Creating a blank set¶
You can create your own blank sets from the Sets tab in the Data view. After creating a set, you can add variants to it in the Analyze view using the checkboxes and the master checkbox dropdown on the left.
Uploading a set from a VCF file¶
You can also upload a variant set from a VCF file. Only the first 5 columns of the VCF will be used. The file must be tab delimited.
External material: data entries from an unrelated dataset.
PR #1745, opened 2017-07-21
[MRG] Pin cython version until cython issue 1790 is resolved

betatim:
See discussion here: https://github.com/cython/cython/issues/1790

I propose we pin the version of cython for the time being. Sounds like this is a bug in cython -> behaviour in 0.25.2 is correct and will be restored in a future version.

- [x] Is it mergeable?

### DIFF
--- a/Makefile
+++ b/Makefile
@@ -102,8 +102,8 @@ help: Makefile
 install-dep: install-dependencies
 
 install-dependencies:
-	pip install --upgrade --ignore-installed $(DEVPKGS)
-	pip install --upgrade --requirement doc/requirements.txt
+	pip install $(DEVPKGS)
+	pip install --requirement doc/requirements.txt
 
 ## sharedobj   : build khmer shared object file
 sharedobj: $(EXTENSION_MODULE)
--- a/doc/requirements.txt
+++ b/doc/requirements.txt
@@ -1,4 +1,4 @@
 sphinxcontrib-autoprogram==0.1.2
 setuptools>=3.4.1
 guzzle_sphinx_theme==0.7.11
-Cython>=0.25.2
+Cython==0.25.2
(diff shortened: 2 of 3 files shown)


ctb:
+1

camillescott (dismissed):
seems like a fine temp workaround to me

betatim:
[This line](https://github.com/dib-lab/khmer/blob/master/Makefile#L105) causes an upgrade of cython to 0.26. [A bit of pip logic explained](https://pip.pypa.io/en/stable/user_guide/#only-if-needed-recursive-upgrade), so I think we would have to install all the dependencies explicitly in the CI environment and not call `make dep`? A bit suboptimal

camillescott:
Seems to me like we shouldn't be upgrading packages for folks -- just
giving pip the reqs file without `--upgrade` should only upgrade the
packages that need it, no?

betatim:
As usual, I assume that `--upgrade` and `--ignore-installed` were put there for a reason...

I think without `--upgrade` `pip install -r req.txt` will update your foobar package from vX (installed on your system) to vY (minimum required by khmer) but won't move it all the way to vZ (latest).

So I think we should we should drop `--upgrade --ignore-installed`, but see first line of this comment :)

betatim:
Do we really need cython as a requirement in `docs/requirements.txt`? That seems weird no?

standage:
Yes, I was troubleshooting broken ReadTheDocs builds. See https://github.com/dib-lab/khmer/issues/1733#issuecomment-308496816.

I added it only reluctantly in the first place, would be happy to remove it if it's no longer a problem or if we find an alternative solution.

betatim:
Aha! I will pin it as well for the moment as I don't have a smart idea about RTD :-/

camillescott (approved):
looks all well and good to me now

PR #1746, opened 2017-07-25
[MRG] New consume function with mask

standage:
We are exploring some use cases in kevlar where k-mers are only stored if they are not present in another data set. This PR basically copy & pastes several of the existing bulk loading functions and adds a few lines to check against the mask. We discussed several ways forward in #1637. This is the "short term gain / long term loss" strategy that should hopefully allow us to see pretty quickly if/how this will work, but probably warrants more careful consideration for a long term solution.

- [x] Is it mergeable?
  `scripts/` is it tested?
  formatted?
  for more details.
  changes were made?


src/oxli/hashtable.cc
```diff
@@ -115,6 +142,42 @@ void Hashtable::consume_seqfile(
...
+        } catch (NoMoreReadsAvailable) {
+            break;
+        }
+
+        read.set_clean_seq();
+        unsigned int this_n_consumed = 0;
+        KmerHashIteratorPtr kmers = new_kmer_iterator(read.cleaned_seq);
+        while(!kmers->done()) {
+            HashIntoType kmer = kmers->next();
+            if (mask->get_count(kmer) == 0) {
```
standage: This right here is the distinguishing conditional of this function.

src/oxli/hashtable.cc
```diff
@@ -528,6 +632,40 @@ template void Hashtable::consume_seqfile_banding<FastxReader>(
...
+    ReadParserPtr<FastxReader>& parser,
+    Hashtable* mask,
+    unsigned int &total_reads,
+    unsigned long long &n_consumed
+);
+
+//template void Hashtable::consume_seqfile_banding_with_mask<FastxReader>(
+//    std::string const &filename,
+//    unsigned int num_bands,
+//    unsigned int bands,
```
standage: For some reason, when this template instantiation is uncommented, clang complains about `explicit instantiation of undefined function template`. I've compared it to the other `consume_*` functions and can't see what the difference might be to cause this.

standage: Oops. Forgot the `Hashtable::` namespace prefix in the function definition. Fixed now.

standage:
Ok, this is ready for a review, and discussion about potential for a merge. cc @betatim @camillescott @luizirber @ctb

Again, there's a question of how much "debt" we want to accrue. We can't carry on proliferating consume functions like this indefinitely, but this feature would be immediately useful to me in kevlar. Eventually we'll need a more elegant solution.

camillescott:
Looks like it failed pep8 ;)

I'm kinda the lab architecture diva, but I'm coming around recently and down to merge as-is. Fix the pep8 stuff and I'll approve and merge.

standage:
@camillescott The pep8 monster has been fed another sacrifice.

standage:
Actually, hold off on this for a moment. I'm going to make a small change. Rather than ignoring k-mers with abundance > 0 in the mask, I'll introduce a parameter `t` such that k-mers with abundance > `t` are ignored.

standage:
Ok, at the C++ level there is now a parameter `threshold`. At the CPython level, the parameter is optional, set to 0 if not specified.

Should be a quick re-review @camillescott. :-)

betatim:
Why does codecov think that we have no coverage for the newly added code? There clearly are tests ... :confused:

standage:
¯\\\_(ツ)\_/¯

standage:
Review plz? :-)

standage:
@camillescott gave her informal blessing on this PR more than a week ago. I *did* make a change since then, but the change is minor and tested. I'm going to break protocol and merge this myself.

PR #1753, opened 2017-08-08
[MRG] Expose *_with_reads_parser method overloads to Python API

standage:
Each variant of the hashtable `consume_seqfile` method is overloaded to support either an input filename (provided as a `std::string`) or alternatively a read parser. However, most of these are not currently accessible via the Python API. This PR adds these to the CPython code.

While running the tests, I ran into "too many open files" errors. On further investigation, none of the existing CPython code explicitly closed the read parsers. I addressed this for both the new methods as well as the existing method.

One point of concern: the proliferation of `consume` functions is getting out of hand. We can only postpone refactoring for so long.

Ready for review and merge!

- [x] Is it mergeable?
  `scripts/` is it tested?
  formatted?


include/khmer/_cpy_hashtable.hh
```diff
@@ -49,20 +49,38 @@ hashtable_consume_seqfile(khmer_KHashtable_Object * me, PyObject * args);
...
+);
+
+
+PyObject *
 hashtable_consume_seqfile_banding_with_mask(khmer_KHashtable_Object * me, PyObject * args);
 
 
 PyObject *
-hashtable_consume_seqfile_with_reads_parser(khmer_KHashtable_Object * me,
-        PyObject * args);
```
standage: Moved this function up for consistency's sake: for each overloaded method, the version that accepts a string is first, and the version that accepts a parser is second.

src/khmer/_cpy_hashtable.cc
```diff
@@ -464,52 +594,42 @@ hashtable_consume_seqfile_banding_with_mask(khmer_KHashtable_Object * me, PyObje
 }
 
 PyObject *
-hashtable_consume_seqfile_with_reads_parser(khmer_KHashtable_Object * me,
-        PyObject * args)
+hashtable_consume_seqfile_banding_with_mask_with_reads_parser(khmer_KHashtable_Object * me, PyObject * args)
```
standage: Looks like git is struggling with the similarity between all of the variants of this function and the fact that I cut n pasted this function further up, again for consistency.

standage:
Hey @camillescott and @ctb: I'm not grokking the errors from [the latest CI build](https://travis-ci.org/dib-lab/khmer/jobs/270131685) for this thread. Do you think this has to do with CPython inheritance issues?

standage:
With most recent Cython PRs merged, closing in favor of #1785.

PR #1784, opened 2017-09-13
Convert to unordered_map where appropriate

camillescott:
`std::unordered_map` has O(1) amortized random access; `std::map` is O(log(n)), due to maintaining internal ordering of its elements. Most of our use cases don't require that ordering, so this switches them to `unordered_map` where appropriate. On map sizes on the order of 5 million elements, this is a 20x speedup for element access. For large datasets using `bigcount`, I imagine the benefit will be... considerable.

cc @ctb @luizirber @betatim 

- [x] Is it mergeable?
  `scripts/` is it tested?
  formatted?
  for more details.
  changes were made?
  tested for streaming IO?)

Here is an example:
#CHROM POS ID REF ALT
NC_000913 2242 . G A
NC_000913 76 . C A
NC_000913 3170 . T C
NC_000913 1623 . G C
NC_000913 3879 . A G
NC_000913 3112 . A T
NC_000913 1577 . C T
NC_000913 5352 . G A
NC_000913 4386 . A T
NC_000913 1167 . G T
NC_000913 5425 . T A
NC_000913 951 . C A
NC_000913 3993 . A G
NC_000913 226 . G C
NC_000913 2939 . T G
NC_000913 92 . C A
NC_000913 5563 . A C
NC_000913 4446 . A C
NC_000913 607 . A G
NC_000913 5088 . A T
This way, you can identify variants you expected to be called in your samples, such as alleles targeted by MAGE oligonucleotides.
Read Alignment Pipeline¶
De-Novo Contig Assembly & Placement¶
Django Models¶
Postgres Database¶
SNV Calling and Annotation¶
SNV calling is performed by Freebayes.
Annotation of variants is performed by SnpEff. The default arguments to SnpEff are specified in the code here and some can be overriden by modifying local_settings.py and restarting the Millstone web server and celery.